* **INSTRUCTIONS TO FOLLOW**
Set down the entries once more exactly as they were written.

* **DATA FOR THIS TASK**
PR #764, opened 2026-07-07
Add NexusOperationHandler annotation

Quinn-With-Two-Ns:
## What was changed
Add `NexusOperationHandler` annotation that can be used in Nexus Service Handlers on Temporal Workers

## Why?
Makes it easier to declare Nexus Service Handlers with less boilerplate

## Checklist

1. Closes 

2. How was this tested:

3. Any docs updates needed?

Note to reviewers:
https://github.com/nexus-rpc/sdk-dotnet/pull/19 needs to land first and most of the package lock changes are only here to test locally

---

> [!NOTE]
> **Medium Risk**
> Touches Nexus operation registration, hosting DI lifetimes, and a NexusRpc dependency upgrade in experimental Nexus code; behavior changes are localized but affect how handlers are built and scoped at runtime.
> 
> **Overview**
> Adds **`[TemporalOperation]`** so a method on a `[NexusServiceHandler]` class can be the Temporal-backed Nexus **start** handler directly (signature with `TemporalOperationStartContext`, `ITemporalNexusClient`, and optional input), instead of returning an `IOperationHandler` from `[NexusOperationHandler]`. The two attributes are mutually exclusive on the same method; operations are still matched by method name to the service interface.
> 
> Registration paths now wire this through a **`TemporalOperationMethodExtension`** (`IMethodExtension` for NexusRpc) and pass it from **`TemporalWorkerOptions.AddNexusService`**, **`SimplePluginOptions.AddNexusService`**, and hosting. Hosting **`ServiceHandlerInstanceHelper`** / **`CreateNexusServiceHandlerInstance`** were refactored to an operation factory that supports both handler styles, creates a **fresh DI scope (and service instance) per start/cancel** for `[TemporalOperation]` (aligned with activities), and fails registration when `[NexusOperationHandler]` names a method with no matching operation.
> 
> **NexusRpc** is bumped to **0.4.0** (lockfiles + central package version). Changelog documents the new attribute; tests cover validation, workflow/sync/void inputs, mixed handlers, DI lifetimes, and registration errors.
> 
> <sup>Reviewed by [Cursor Bugbot](https://cursor.com/bugbot) for commit 922a22e4990f75ad47d240384735dee8c2ab210d. Bugbot is set up for automated code reviews on this repo. Configure [here](https://www.cursor.com/dashboard/bugbot).</sup>


src/Temporalio/Nexus/TemporalOperationMethodExtension.cs
```diff
@@ -0,0 +1,139 @@
...
+        {
+            var ctxParam = Expression.Parameter(typeof(TemporalOperationStartContext), "ctx");
+            var clientParam = Expression.Parameter(typeof(ITemporalNexusClient), "client");
+            var inputParam = Expression.Parameter(inputType, "input");
+            var instanceExpr = Expression.Constant(instance, method.DeclaringType!);
+            var call = hasInputParam
+                ? Expression.Call(instanceExpr, method, ctxParam, clientParam, inputParam)
+                : Expression.Call(instanceExpr, method, ctxParam, clientParam);
+            var lambda = Expression.Lambda(funcType, call, ctxParam, clientParam, inputParam);
+            return lambda.Compile();
```
jmaeagle99: Is `NexusRpc` going to cache the result of calling `IMethodExtension.Extract`? If not (and maybe regardless), consider using `Expression.Compile(bool)` for interpreted execution rather than JIT compilation e.g. https://github.com/temporalio/sdk-dotnet/blob/main/src/Temporalio/Common/ExpressionUtil.cs#L119

jmaeagle99 (commented):
Small amount of feedback, but looks good overall. Will approve when dependency has been updated.

Side note: this is ripe for source generation, which would create compile-time safe operation registration, but still use the reflection and expression compilation as a fallback. I'm going to log an issue to track this, as there are other areas that can benefit as well.

src/Temporalio/Nexus/TemporalOperationMethodExtension.cs
```diff
@@ -0,0 +1,139 @@
...
+            {
+                throw new ArgumentException(
+                    $"[TemporalOperation] method {method.DeclaringType}.{method.Name} must be public");
+            }
+            if (method.IsStatic)
+            {
+                throw new ArgumentException(
+                    $"[TemporalOperation] method {method.DeclaringType}.{method.Name} must not be static");
+            }
+            var opDef = serviceDefinition.Operations.Values
```
jmaeagle99: Should this be provided by the `NexusRpc` library via the `IMethodExtension.Extract` method rather than having the `Temporalio` library figure it out? It would also eliminate the `MethodExtensionResult` return type since only the operation handler would need to be returned.

jmaeagle99:
Please update CHANGELOG.md with a blurb in the Added section.

jmaeagle99 (approved):
I think the one pitfall of this design is that if a method is attributed with `[TemporalOperation]` but it's name doesn't match a method in the service interface, then it is silently ignored. This might lead to typo-created mismatches given that the service implementation doesn't implemented the service interface. Not sure what to do with that without given the entire service definition to Temporalio to validate all attributed methods at once. Maybe could be done better with an analyzer.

* **TASK ANSWER**
PR #764, opened 2026-07-07
Add NexusOperationHandler annotation

Quinn-With-Two-Ns:
## What was changed
Add `NexusOperationHandler` annotation that can be used in Nexus Service Handlers on Temporal Workers

## Why?
Makes it easier to declare Nexus Service Handlers with less boilerplate

## Checklist

1. Closes 

2. How was this tested:

3. Any docs updates needed?

Note to reviewers:
https://github.com/nexus-rpc/sdk-dotnet/pull/19 needs to land first and most of the package lock changes are only here to test locally

---

> [!NOTE]
> **Medium Risk**
> Touches Nexus operation registration, hosting DI lifetimes, and a NexusRpc dependency upgrade in experimental Nexus code; behavior changes are localized but affect how handlers are built and scoped at runtime.
> 
> **Overview**
> Adds **`[TemporalOperation]`** so a method on a `[NexusServiceHandler]` class can be the Temporal-backed Nexus **start** handler directly (signature with `TemporalOperationStartContext`, `ITemporalNexusClient`, and optional input), instead of returning an `IOperationHandler` from `[NexusOperationHandler]`. The two attributes are mutually exclusive on the same method; operations are still matched by method name to the service interface.
> 
> Registration paths now wire this through a **`TemporalOperationMethodExtension`** (`IMethodExtension` for NexusRpc) and pass it from **`TemporalWorkerOptions.AddNexusService`**, **`SimplePluginOptions.AddNexusService`**, and hosting. Hosting **`ServiceHandlerInstanceHelper`** / **`CreateNexusServiceHandlerInstance`** were refactored to an operation factory that supports both handler styles, creates a **fresh DI scope (and service instance) per start/cancel** for `[TemporalOperation]` (aligned with activities), and fails registration when `[NexusOperationHandler]` names a method with no matching operation.
> 
> **NexusRpc** is bumped to **0.4.0** (lockfiles + central package version). Changelog documents the new attribute; tests cover validation, workflow/sync/void inputs, mixed handlers, DI lifetimes, and registration errors.
> 
> <sup>Reviewed by [Cursor Bugbot](https://cursor.com/bugbot) for commit 922a22e4990f75ad47d240384735dee8c2ab210d. Bugbot is set up for automated code reviews on this repo. Configure [here](https://www.cursor.com/dashboard/bugbot).</sup>


src/Temporalio/Nexus/TemporalOperationMethodExtension.cs
```diff
@@ -0,0 +1,139 @@
...
+        {
+            var ctxParam = Expression.Parameter(typeof(TemporalOperationStartContext), "ctx");
+            var clientParam = Expression.Parameter(typeof(ITemporalNexusClient), "client");
+            var inputParam = Expression.Parameter(inputType, "input");
+            var instanceExpr = Expression.Constant(instance, method.DeclaringType!);
+            var call = hasInputParam
+                ? Expression.Call(instanceExpr, method, ctxParam, clientParam, inputParam)
+                : Expression.Call(instanceExpr, method, ctxParam, clientParam);
+            var lambda = Expression.Lambda(funcType, call, ctxParam, clientParam, inputParam);
+            return lambda.Compile();
```
jmaeagle99: Is `NexusRpc` going to cache the result of calling `IMethodExtension.Extract`? If not (and maybe regardless), consider using `Expression.Compile(bool)` for interpreted execution rather than JIT compilation e.g. https://github.com/temporalio/sdk-dotnet/blob/main/src/Temporalio/Common/ExpressionUtil.cs#L119

jmaeagle99 (commented):
Small amount of feedback, but looks good overall. Will approve when dependency has been updated.

Side note: this is ripe for source generation, which would create compile-time safe operation registration, but still use the reflection and expression compilation as a fallback. I'm going to log an issue to track this, as there are other areas that can benefit as well.

src/Temporalio/Nexus/TemporalOperationMethodExtension.cs
```diff
@@ -0,0 +1,139 @@
...
+            {
+                throw new ArgumentException(
+                    $"[TemporalOperation] method {method.DeclaringType}.{method.Name} must be public");
+            }
+            if (method.IsStatic)
+            {
+                throw new ArgumentException(
+                    $"[TemporalOperation] method {method.DeclaringType}.{method.Name} must not be static");
+            }
+            var opDef = serviceDefinition.Operations.Values
```
jmaeagle99: Should this be provided by the `NexusRpc` library via the `IMethodExtension.Extract` method rather than having the `Temporalio` library figure it out? It would also eliminate the `MethodExtensionResult` return type since only the operation handler would need to be returned.

jmaeagle99:
Please update CHANGELOG.md with a blurb in the Added section.

jmaeagle99 (approved):
I think the one pitfall of this design is that if a method is attributed with `[TemporalOperation]` but it's name doesn't match a method in the service interface, then it is silently ignored. This might lead to typo-created mismatches given that the service implementation doesn't implemented the service interface. Not sure what to do with that without given the entire service definition to Temporalio to validate all attributed methods at once. Maybe could be done better with an analyzer.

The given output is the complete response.